The environmental conditions were within the suitable range. Therefore, it is concluded that this study complied with the applied test guidelines.

Under the conditions of this study, the ErC50 was > 93.6 mg/L and NOEC was 0.469 mg/L.

Description of key information

Under the conditions of the study, the ErC50 was > 93.6 mg/L and NOEC was 0.469 mg/L.

Key value for chemical safety assessment

EC10 or NOEC for freshwater algae:

0.469 mg/L

Additional information

The toxicity of the test material to aquatic algae was investigated in accordance with the standardised guideline OECD 201, under GLP conditions. The study was awarded a reliability score of 1 in accordance with the criteria set forth by Klimisch et al. (1997).

Pseudokirchneriella subcapitata were exposed to the test material at seven test concentrations of 100, 31.6, 10.0, 3.16, 1.00, 0.316 and 0.100 % as stock solution content (a geometric series with a factor of√10 (93.6, 27.4, 7.27, 2.09, 0.469, 0.0939 and 0.00163 mg/L as measured concentration, respectively), and a control for 72 hours.

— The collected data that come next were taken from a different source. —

PR #1520, opened 2026-08-08
fix(ci): stop integration tests from inflating plugin clone stats

jeffredodd:
## Summary
- The docs stats page (fiestaboard.app/stats) showed Dad Jokes at 678 unique cloners / 2,302 clones in 14 days and crowned it "Most popular" — but the traffic was our own CI. `tests/test_plugin_install_integration.py` really cloned `fiestaboard-plugin--dad-jokes` (~8×/run) and `--star-trek-quotes` (~3×/run) on every `python-tests` job, and each Actions runner IP counts as a new "unique cloner" in the GitHub Traffic API. The daily traffic breakdown is bursty and weekday-shaped (456 clones on Aug 2, 408 on Jul 25), unlike the steady ~300-unique fleet baseline of genuinely popular plugins like weather/stocks.
- Rewrite the integration tests to run the same real-git install/update/uninstall flows against local `file://` fixture repos — hermetic, no network flake, and zero pollution of the plugin repos' traffic stats.

## Changes
- `tests/test_plugin_install_integration.py`: local fixture repo (`fiestaboard-plugin--ci-fixture`) built per-test with git init/commit; all 13 tests exercise the real `git init`+`fetch`+`reset` install path, update path, and uninstall against it. The https-only URL validation is bypassed via monkeypatch (it stays unit-tested in `test_plugin_sources.py`). The update test now asserts a new upstream commit actually arrives instead of just comparing history length.
- `.github/workflows/ci.yml`: updated the step comment to record why the tests are hermetic.
- `docs-site/src/pages/stats.tsx`: honest labels — "unique cloners" instead of "unique installs", and the footer notes counts include automated traffic (fleet auto-updates, weekly security scan).

Note: GitHub's traffic window is a rolling 14 days, so the inflated Dad Jokes / Star Trek Quotes numbers will decay over the two weeks after this merges — they can't be corrected retroactively.

## Test plan
- [x] `pytest -m integration tests/test_plugin_install_integration.py -v` in a container from the project image — 13 passed in 0.20s, fully offline
- [x] `ruff check` + `ruff format --check` on the test file — clean
- [x] `prettier --check src/pages/stats.tsx` (prettier 3.4.2, docs-site config) — clean

### DIFF
--- a/.github/workflows/ci.yml
+++ b/.github/workflows/ci.yml
@@ -203,8 +203,10 @@ jobs:
 
     - name: Run plugin install integration tests
       run: |
-        # Real git clone/pull/uninstall against live Fiestaboard plugin repos on GitHub.
-        # Requires network access and git binary (both available on ubuntu-latest).
+        # Real git install/update/uninstall flows against local file:// fixture
+        # repos — hermetic on purpose. Cloning the live plugin repos from here
+        # made every CI run count as a "unique cloner" in their GitHub traffic
+        # stats, inflating fiestaboard.app/stats (dad-jokes, star-trek-quotes).
         pytest -m integration tests/test_plugin_install_integration.py -v
       env:
         BOARD_READ_WRITE_KEY: test_key
--- a/docs-site/src/pages/stats.tsx
+++ b/docs-site/src/pages/stats.tsx
@@ -16,8 +16,10 @@ interface PluginStat {
   version: string | null;
   created_at: string | null;
   updated_at: string | null;
-  clones_14d_count: number;
-  clones_14d_uniques: number;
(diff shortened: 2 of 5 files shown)


jeffredodd:
Added a second commit: `fetch_plugin_stats.py` hardcoded the `Fiestaboard/` org, so `airport_departures` (community-hosted at `breedloj/…`) 404'd on every API call and showed `version: null` / 0 clones. Now the owner is derived from the registry URL — version and dates populate. Clone traffic for community repos is unobtainable (GitHub's traffic API requires push access), so it's reported as `null` and the stats page excludes those plugins from the ranking/totals with an explanatory note instead of showing a fake 0.

PR #1526, opened 2026-08-08
feat(schedule): Order schedule entries by next occurrence

agrahamg:
## Description
The Schedule Entries list rendered in creation order, which made it hard to read off when the board actually changes. 

This PR changes to sort chronologically instead: weekly entries first (the everyday baseline, ordered by start time), then annual and one-off entries merged and ordered by their next occurrence, so that section reads as a queue of what is coming up. One-offs whose window has already passed sink to the bottom, most recent first.

Sun-based entries sort on their server-resolved time, so a sunrise entry lands where it actually fires rather than at its stored fallback. The reference date is injectable so the ordering stays testable as days pass.

### Before
Screenshot 2026-08-08 at 12 40 42 PM
### After
Screenshot 2026-08-08 at 12 41 03 PM

## Type of Change

- [ ] Bug fix
- [X] New feature
- [ ] New plugin
- [ ] Documentation update
- [ ] Refactor / maintenance

## Checklist

- [X] I have tested my changes locally
- [X] I have added/updated tests where applicable
- [X] I have updated documentation where applicable
- [X] My code follows the project's coding standards

### DIFF
--- a/web/src/__tests__/schedule-sort.test.ts
+++ b/web/src/__tests__/schedule-sort.test.ts
@@ -1,0 +1,148 @@
+import { describe, expect, it } from "vitest";
+
+import type { ScheduleEntry } from "@/lib/api";
+import { sortSchedulesByStart } from "@/lib/schedule-sort";
+
+// Pinned reference point so "next occurrence" ordering is deterministic.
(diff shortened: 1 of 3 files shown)


roblesi:
What a great feature, thanks for the PR!

jeffredodd (approved):

Issue #856, opened 2026-06-02
Calendar Plugin Page can not be Manually changed


cordell25:
**Describe the bug**
When the Calendar plugin triggers its default page to be displayed for an upcoming event, this page is unable to be overwritten.

**To Reproduce**
1. Setup the Calendar plugin
2. Wait for the next event to trigger a display on the Vestaboard
3. Attempt to send a Page to the Vestaboard manually from the Home Screen using "Change Page"
4. The calendar display is Not replaced, the "Change Page" request appears to be ignored

**Expected behavior**
Current display is replaced by the Page selected in step 3

**Environment**
- FiestaBoard version: [6.10.0]
- Board connection mode: [local]
- Hardware: [Raspberry Pi 3]

**Additional context**
I believe there is some sort of priority issue happening, the Manual Change Page needs to have the highest priority so that the user can always override whatever is displayed on their board, regardless of how it got there.

jeffredodd:
PR #855 includes a fix for this. The root cause was per-loop-tick re-emission of the same `trigger_id` from `calendar_sub` (and any other trigger plugin that re-fires while a condition holds): the user's "Change Page" hit `PUT /settings/active-page` and went through, but the next tick `activate_trigger` happily replaced the user's content with the same trigger again.

The fix adds per-`trigger_id` suppression to `TriggerService`. When `PUT /settings/active-page` runs, it now calls `dismiss_active_for_user_override()` which dismisses *and* blacklists every active trigger's id until its natural duration would have ended. New triggers from different events (different ids) still fire normally — only the dismissed ones stay quiet.

Verified locally against your scenario: with a calendar countdown trigger active, manually setting an Active Page now keeps that page on the board, and re-runs of `POST /triggers/check` no longer flip the trigger back on. 43/43 trigger unit tests pass.

jeffredodd:
@cordell25 let me know if this fixes the issue for you. I think this really comes down to the fact we've not tested triggers well enough so I'm not expecting this to be the only fixed need. Let me know and thanks again!

PR #1561, opened 2026-08-11
fix(mcp): route set_active_page and set_schedule_mode at services that exist

### LINKED ISSUE #1559: MCP `set_active_page` always fails: calls non-existent `ConfigManager.set_active_page()`
**Describe the bug**
The MCP tool `set_active_page` can never succeed. It calls `cm.set_active_page(page_id)` on `ConfigManager`, which has no such method. Every call raises `AttributeError`, is caught by the tool's own `except`, and is returned to the client as an error string. The call is a complete no-op... nothing is written and the board does not change.

**To Reproduce**
1. Connect any MCP client to `/api/mcp/`.
2. Obtain a valid page ID from `create_page(...)` or `list_pages()`.
3. Call `set_active_page(page_id)`.

**Expected behavior**
The page becomes active and is pushed to the board, as `POST /api/active-page` does.

## Actual

```json
{"status":"error",
 "error":"Error setting active page: 'ConfigManager' object has no attribute 'set_active_page'"}
```

Reproduces with a valid, existing page IDa including one that is *already* the active page. Not an input-validation problem.

## Root cause

`src/mcp_server.py:958-975`:

```python
@mcp.tool()
def set_active_page(page_id: str) -> dict[str, Any]:
    try:
        from .config_manager import get_config_manager

        cm = get_config_manager()
        cm.set_active_page(page_id)          # <-- ConfigManager has no such method
        return _ok(f"Active page set to '{page_id}'.", page_id=page_id)
    except Exception as exc:
        return _err(f"Error setting active page: {exc}")
```

The real API is `SettingsService.set_active_page_id(page_id, board_id=None)` at `src/settings/service.py:1009`.

`mcp_server.py:972` appears to be the only call site using the `ConfigManager` form. All others go through the settings service:

- `src/api_server.py:6001,6003,6178`
- `src/mqtt/commands.py:195,198,368,384`
- `src/main.py:676,704`
- `src/pages/service.py:244,267`

This looks like a rename of the settings API that missed one call site.

## Evidence that nothing is written

`data/settings.json` mtime before and after a `set_active_page` call:

```
before: 2026-08-10 23:13:06.023494036 +0000
after:  2026-08-10 23:13:06.023494036 +0000
```

Identical. The failure precedes any persistence.

## Suggested fix

Route the MCP tool through the same path as the REST endpoint (`api_server.py:5938`) rather than calling the settings service directly, so it also picks up `dismiss_active_for_user_override()`, board resolution, and the immediate send. Calling `set_active_page_id()` alone would persist the change but may not push it to the display.

Minimal correction to the failing line:

```python
from .settings.service import get_settings_service

get_settings_service().set_active_page_id(page_id)
```

## Note: `create_page` is unaffected

`create_page()` does correctly activate and display a newly created page, so creating pages via MCP works end to end. Only switching to an existing page is broken. (Not determined: whether `create_page` auto-activates unconditionally or only when no other page exists.)

**Environment**
- OS: Ubuntu 22.04.2, Docker 24.0.5
- Deployment: Docker Compose via `docker-compose.hub.yml`, x86_64
- FiestaBoard **8.25.5** (`fiestaboard/fiestaboard:latest`, pulled 2026-08-10)
- MCP client: Claude Desktop via `mcp-remote`
- Board connection mode: Local
- Board: Vestaboard Flagship, firmware 4.5.4, Local API
- Hardware: PC - Ryzen 7 mini PC from Beelink

**Additional context**

jeffredodd:
Fixes #1559.

## The bug

`set_active_page` called `ConfigManager.set_active_page()` — a method that has never existed. The tool caught its own `AttributeError` and returned it to the client as an error string, so it was a complete no-op: nothing written, board unchanged, in every release.

Hardening the tests to catch it found a **second, unreported instance of the same defect**:

| Tool | Called | Actually lives on |
|---|---|---|
| `set_active_page` | `ConfigManager.set_active_page()` | `SettingsService.set_active_page_id()` |
| `set_schedule_mode` | `ScheduleService.set_schedule_enabled()` | `SettingsService.set_schedule_enabled()` |

This is one defect, not two: the settings API moved to `SettingsService` and these two call sites were left behind. Every other caller — REST (`api_server.py`), MQTT (`mqtt/commands.py`), the main loop, the page service — had been updated. MCP schedule mode has never worked and nobody had reported it.

## The fix

**`set_active_page`** now delegates to the `PUT /settings/active-page` handler instead of reimplementing it. Selecting a page is more than a settings write — it validates the ref, enforces page↔board size compatibility, dismisses active plugin triggers so the choice sticks (#856), and renders to the board. Delegating removes the drift that caused this in the first place. The tool became `async` to await the handler, and now returns `sent_to_board` / `paused` so a client can tell the user *why* the board hasn't changed yet (board paused, or waiting for the next display refresh).

**`set_schedule_mode`** routes through `SettingsService`, matching the REST endpoint exactly.

## Why no test caught it

There *was* a test for `set_active_page`, and it passed:

```python
mock_cm = MagicMock()
...
mock_cm.set_active_page.assert_called_once_with("page-001")   # phantom method
```

`MagicMock()` conjures any attribute on access. The test asserted that production code called a method that doesn't exist — and agreed with it. Every service mock in the file had this problem, so none of the ~60 tool tests could catch a miswired call.

## Testing

**1. Autospec fixtures.** All six service fixtures in `test_mcp_server.py` now use `create_autospec(RealClass, instance=True)`, so a phantom method raises instead of passing. All 93 existing tests still pass — nothing else was hiding in the paths tests already execute.

**2. Behavioral tests** for both tools, asserting real outcomes rather than mock calls: the selection persists, the page is pushed to the board, plugin triggers are dismissed, and an unknown page id errors *without* persisting.

**3. `tests/test_service_wiring.py` (new).** A contract test that parses `src/mcp_server.py` and `src/mqtt/commands.py`, resolves every `svc = get_x_service(); svc.method()` call against the real class behind the getter, and fails if the method doesn't exist. This is what found the `set_schedule_mode` bug — it covers all 39 MCP tools whether or not any test calls them. MQTT is included because it's the other surface with the same lazy-import-and-swallow-exceptions shape; it scans clean.

The analyzer handles the three traps that would make this check quietly useless:
- **nested scoping** — all 39 tools live inside `_build_mcp_server`, so a naive `ast.walk` pools their locals into one namespace where `svc` means whatever the last tool assigned
- **chained calls** — `get_settings_service().method()`, not just local bindings
- **`Optional` returns** — `get_service() -> DisplayService | None` must resolve to `DisplayService`, not `Union`

## Evidence the tests aren't vacuous

The wiring test carries meta-tests asserting the analyzer flags a known-bad call, accepts a known-good one, and doesn't leak locals between sibling functions — plus a floor on resolved-call count (43 and 21 actual, 35/15 floors) so it fails loudly if it ever goes blind instead of passing on zero checks.

I reintroduced both bugs in `mcp_server.py` and re-ran the suite:

```
FAILED tests/test_service_wiring.py::test_service_calls_resolve_to_real_methods[src/mcp_server.py]
E   AssertionError: Calls to methods that do not exist:
E     src/mcp_server.py:978 in set_active_page(): get_config_manager().set_active_page
E         — ConfigManager has no attribute 'set_active_page'
E     src/mcp_server.py:1014 in set_schedule_mode(): svc.set_schedule_enabled
E         — ScheduleService has no attribute 'set_schedule_enabled'

FAILED tests/test_mcp_server.py::TestSetActivePage::test_persists_selection_via_settings_service
FAILED tests/test_mcp_server.py::TestSetActivePage::test_pushes_the_page_to_the_board
FAILED tests/test_mcp_server.py::TestSetActivePage::test_dismisses_plugin_triggers_so_the_choice_sticks
FAILED tests/test_mcp_server.py::TestSetActivePage::test_unknown_page_reports_error_and_persists_nothing
FAILED tests/test_mcp_server.py::TestSetScheduleMode::test_enable_persists_via_settings_service
FAILED tests/test_mcp_server.py::TestSetScheduleMode::test_disable_persists_via_settings_service

7 failed, 93 passed
```

Then restored and confirmed green: 296 passed across `test_mcp_server`, `test_service_wiring`, the MCP auth suites, `test_api_coverage`, and `tests/contract`. `ruff check` clean over `src/` and the changed tests; `ruff format --check` clean.

## End-to-end verification

Ran against real services with no mocks (containerized, isolated data dir):

```
before         : b7d08ab8-…
set_active_page: {'status': 'success', 'message': "Active page set to '94ccceef-…'.
                  It will appear on the board on the next display refresh.",
                  'sent_to_board': False, 'paused': False, 'warnings': []}
after          : 94ccceef-…
bad page       : {'status': 'error', 'error': 'Error setting active page: Page not found: does-not-exist'}
set_schedule_mode(True)  -> persisted=True
set_schedule_mode(False) -> persisted=False
```

The active page persists to `settings.json`, a bad id returns a clean error without clobbering the current selection, and schedule mode persists both directions. (`sent_to_board: False` because no board is configured in that bare environment — the message explains it.)

### DIFF
--- a/src/mcp_server.py
+++ b/src/mcp_server.py
@@ -957,7 +957,7 @@ def _build_mcp_server() -> Any:
             return _err(str(exc))
 
     @mcp.tool()
-    def set_active_page(page_id: str) -> dict[str, Any]:
+    async def set_active_page(page_id: str) -> dict[str, Any]:
         """Set which page is currently shown on the FiestaBoard display.
 
         This immediately changes what's visible on the board.
@@ -965,14 +965,34 @@ def _build_mcp_server() -> Any:
         Args:
             page_id: The page or collection ID to display (from list_pages() or list_collections()).
         """
-        try:
-            from .config_manager import get_config_manager
+        # Delegate to the REST handler rather than reimplementing it. Selecting
+        # a page is more than a settings write: it validates the ref, enforces
+        # page<->board size compatibility, dismisses active plugin triggers so
+        # the choice sticks (#856), and renders to the board. Issue #1559 was
+        # this tool going its own way and calling a method that never existed.
+        from fastapi import HTTPException
 
-            cm = get_config_manager()
-            cm.set_active_page(page_id)
-            return _ok(f"Active page set to '{page_id}'.", page_id=page_id)
+        from .api_server import set_active_page as _rest_set_active_page
+
+        try:
+            response = await _rest_set_active_page({"page_id": page_id})
+        except HTTPException as exc:
+            return _err(f"Error setting active page: {exc.detail}")
         except Exception as exc:
             return _err(f"Error setting active page: {exc}")
+
+        message = f"Active page set to '{page_id}'."
+        if response.get("paused"):
+            message += " The board is paused, so it will appear when you resume it."
+        elif not response.get("sent_to_board"):
+            message += " It will appear on the board on the next display refresh."
+        return _ok(
+            message,
+            page_id=page_id,
+            sent_to_board=bool(response.get("sent_to_board")),
+            paused=bool(response.get("paused")),
+            warnings=response.get("warnings", []),
+        )
 
     @mcp.tool()
     def set_schedule_mode(enabled: bool) -> dict[str, Any]:
@@ -985,9 +1005,11 @@ def _build_mcp_server() -> Any:
             enabled: True to enable schedule-based display, False to disable.
         """
         try:
-            from .schedules.service import get_schedule_service
+            # Schedule mode is a settings flag (per-board since #1244), not
+            # something ScheduleService owns — same mixup as issue #1559.
+            from .settings.service import get_settings_service
 
-            svc = get_schedule_service()
+            svc = get_settings_service()
             svc.set_schedule_enabled(enabled)
             state = "enabled" if enabled else "disabled"
             return _ok(f"Schedule mode {state}.", enabled=enabled)
--- a/tests/test_mcp_server.py
+++ b/tests/test_mcp_server.py
@@ -17,8 +17,9 @@ Strategy
 
 from __future__ import annotations
 
+from types import SimpleNamespace
 from typing import Any
-from unittest.mock import MagicMock, patch
+from unittest.mock import MagicMock, create_autospec, patch
 
 import pytest
 
@@ -49,7 +50,9 @@ def _call_tool(mcp_instance: Any, tool_name: str, **kwargs: Any) -> Any:
         raise KeyError(f"Tool '{tool_name}' not registered. Available: {list(mgr._tools)}")
     result = tool.fn(**kwargs)
     if asyncio.iscoroutine(result):
-        result = asyncio.get_event_loop().run_until_complete(result)
+        # asyncio.run(), not get_event_loop(): 3.14 raises RuntimeError when
+        # there is no current loop rather than creating one implicitly.
+        result = asyncio.run(result)
     return result
 
 
@@ -68,8 +71,10 @@ def mcp():
 
 @pytest.fixture
 def mock_registry():
-    """Minimal mock plugin registry."""
-    registry = MagicMock()
+    """Minimal mock plugin registry, specced against the real class."""
+    from src.plugins.registry import PluginRegistry
+
+    registry = create_autospec(PluginRegistry, instance=True)
     registry.list_plugins.return_value = [
         {
             "id": "openweather",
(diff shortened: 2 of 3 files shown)


jeffredodd:
Note for reviewers: the first CI run on this branch showed `Platform Tests` failing on `tests/test_api_coverage.py::TestSendWelcomeMessage::test_welcome_success` (`assert 500 == 200`). That is not related to this change — a re-run went green with no code changes.

I chased it down rather than just re-running: the Python suite shares one `data/config.json` across all pytest-xdist workers, and `ConfigManager._save_internal()` writes through a **fixed** `config.json.tmp` before renaming. Concurrent writers collide, giving either a lost write or `FileNotFoundError: 'data/config.json.tmp' -> 'data/config.json'`. `main` reproduces the same failure family independently of this branch at `-n 16`, so it is pre-existing.

Filed as #1564 with a repro and a suggested fix. Deliberately not fixing it here — it is unrelated to the MCP wiring and deserves its own review.

Verification for this branch specifically: full suite at CI's worker count (`-n 4`), five consecutive runs, `4745 passed` every time.

jeffredodd:
Correction to my note above: the fix for that flake is already in flight as **#1563** (`fix/config-save-tmp-race`), which landed while I was writing this up. It goes further than what I described — a shared `src/atomic_io.staging_path()` helper giving every JSON store under `data/` a per-process staging name, not just `config_manager`. I've closed my #1564 as a duplicate of it.

Nothing changes for this PR: the flake is pre-existing and unrelated, CI here is green.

Since the test material was an ultramarine powder and test solutions in exposure levels were blue and clear in a concentration-dependent manner, effect on growth caused by colouring was confirmed in preliminary study. As the result, it was considered that there was slight effect caused by colouring. The definitive study was carried out by 50 mL test solution (half of usual volume). On observation of cell condition at the end of exposure, some bloated cells were observed in 93.6 and 27.4 mg/L levels. In these levels, the mean growth inhibition rates were 47 and 32 %, respectively. Therefore, it is considered that the test material affected algal cell division in these exposure levels. The test material concentration in test solution was reduced during the exposure, and that at the end of exposure was 27.3-91.1 % of the concentration at the start (in 100-0.316 % as stock solution content). So, the results of study were estimated by geometric mean of the measured concentrations of test material in test solution during the exposure.

The environmental conditions were within the suitable range. Therefore, it is concluded that this study complied with the applied test guidelines.

Under the conditions of the study, the ErC50 was > 93.6 mg/L and NOEC was 0.469 mg/L.